Так, например, в 1415 году гуситские паны напали на Литомышльское епископство, где епископом был Ян Железный, глава католической реакции в Чехии, захватили его поместья и богатую добычу. Точно так же и католические паны Ян Местецкмй и Ота из Бергова, в том же году «ворвались в Опатовицкий монастырь и замучили до смерти аббата Лазура» [89] Staré letopisy, str. 40.
. Открытые нападения панства (будь то католического или гуситского) на церковные владения усилили непрерывные феодальные раздоры, характерные для Чехии накануне революционного движения.
С конца XIV века южная Чехия была ареной бесконечных раздоров. Обнищавшие рыцари во главе подонков тогдашнего общества вели грабительские бои против Рожемберков и церковных сановников.
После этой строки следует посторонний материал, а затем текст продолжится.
PR #289, opened 2022-07-28
sonarlint :: fix issues for jdomutil

dev-mlb:


arp-0984 (approved):

src/main/java/emissary/util/xml/AbstractJDOMUtil.java
```diff
@@ -0,0 +1,233 @@
...
+     * Create a JDOM element with some CDATA
+     */
+    public static Element cdataElement(final String name, final String text) {
+        final Element e = new Element(name);
+        e.addContent(new CDATA(text));
+        return e;
+    }
+
+    /**
+     * Create a JDOM element, protectign the data with encoding if needed
```
jpdahlke, line 166:
```suggestion
     * Create a JDOM element, protecting the data with encoding if needed
```

jpdahlke (changes requested):
Kind of a nit, but is there a chance we can re-order/sort the methods in the extending util classes so that it's easier to find the method signatures we want? It was troublesome to diff the two side by side.

jpdahlke (approved):

PR #294, opened 2022-08-08
(Minor) Use native git with commit-id plugin

ukengineer925:
Since JGit doesn't support git worktrees, the commit-id plugin for Maven also doesn't support them. This is a small tweak to tell it to use native git instead. There wasn't any significant performance degradation from what I saw locally.

See issue 215 on that plugin's GH repo for more details.


cfkoehler (approved):
Is there any concern about having different git versions in our build environments? Maybe that is something we should check and normalize. 
Otherwise it looks good to me.

ukengineer925:
> Is there any concern about having different git versions in our build environments? Maybe that is something we should check and normalize. Otherwise it looks good to me.

I don't think so - this really just affects local development when you are trying to build within a worktree. Since we're only really pulling basic info from git, a native instance of any version should suffice.

dev-mlb (approved):

PR #303, opened 2022-08-27
Add configuration of HTTPConnectionFactory with PEM certs

fbruton:


src/main/java/emissary/client/HTTPConnectionFactory.java
```diff
@@ -183,16 +195,48 @@ private static KeyStore buildStore(final String path, final char[] pazz, final S
...
+        } else {
+            try (final InputStream is = Files.newInputStream(filePath)) {
+                keyStore.load(is, pazz);
+            }
         }
         return keyStore;
     }
 
+    protected static boolean isPemCert(Path filePath) throws IOException {
+        DataInputStream reader = new DataInputStream(Files.newInputStream(filePath));
```
dev-mlb, line 215: try-with-resources?

dev-mlb (changes requested):

src/main/java/emissary/client/HTTPConnectionFactory.java
fbruton: Good catch

dev-mlb (approved):

src/main/java/emissary/client/HTTPConnectionFactory.java
```diff
@@ -183,16 +195,50 @@ private static KeyStore buildStore(final String path, final char[] pazz, final S
...
 
+    protected static boolean isPemCert(Path filePath) throws IOException {
+        byte[] beginBytes;
+        try (DataInputStream reader = new DataInputStream(Files.newInputStream(filePath))) {
+            int totalNumBytes = reader.available();
+            if (totalNumBytes <= BEGIN_CERT.length() + END_CERT.length()) {
+                return false;
+            }
+            beginBytes = new byte[BEGIN_CERT.length()];
+            reader.read(beginBytes);
```
cfkoehler, line 222: nit:
Not sure how much this matters in the real world so will defer to you more senior devs. Sonar complains about not checking the return value of the `read` call.
Would a `reader.readFully` make more sense here?
```suggestion
            reader.readFully(beginBytes);
```

cfkoehler (approved):

src/main/java/emissary/client/HTTPConnectionFactory.java
```diff
@@ -183,16 +195,50 @@ private static KeyStore buildStore(final String path, final char[] pazz, final S
...
+        }
```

Эти толпы, превращавшиеся подчас в наемные военные отряды, борющиеся за интересы нанимавших их панов, скрывались в дремучих лесах; иногда они приобретали характер грабительских шаек с большой дороги, вымещавших на купцах, на всех проезжих и прохожих свою злобу за то горе, нужду и голод, которые им приходилось терпеть. Эти разбойничьи набеги были обусловлены той нищетой, до которой были доведены как мелкое рыцарство, так и обедневшие бюргеры, голодные, не имеющие работы поденщики, батраки и халупники, и также являлись одним из признаков кризиса феодального общественного строя. Именно поэтому разбойники встречали поддержку у крестьян, имели возможность получить у них продовольствие, находили убежище в разбросанных по южной Чехии хуторах. Подобные длительные и кровавые мятежи происходили и в восточной Чехии, где низшее дворянство так же упорно — не на жизнь, а на смерть — вело борьбу с панством. Эти выступления южночешского и западночешского низшего дворянства нужно рассматривать как прелюдию к его выступлению во главе гуситских войск, которое произошло несколько лет спустя. Раздоры между светскими феодалами, а также все учащающиеся нападения на церковных феодалов содействовали разложению правящего класса.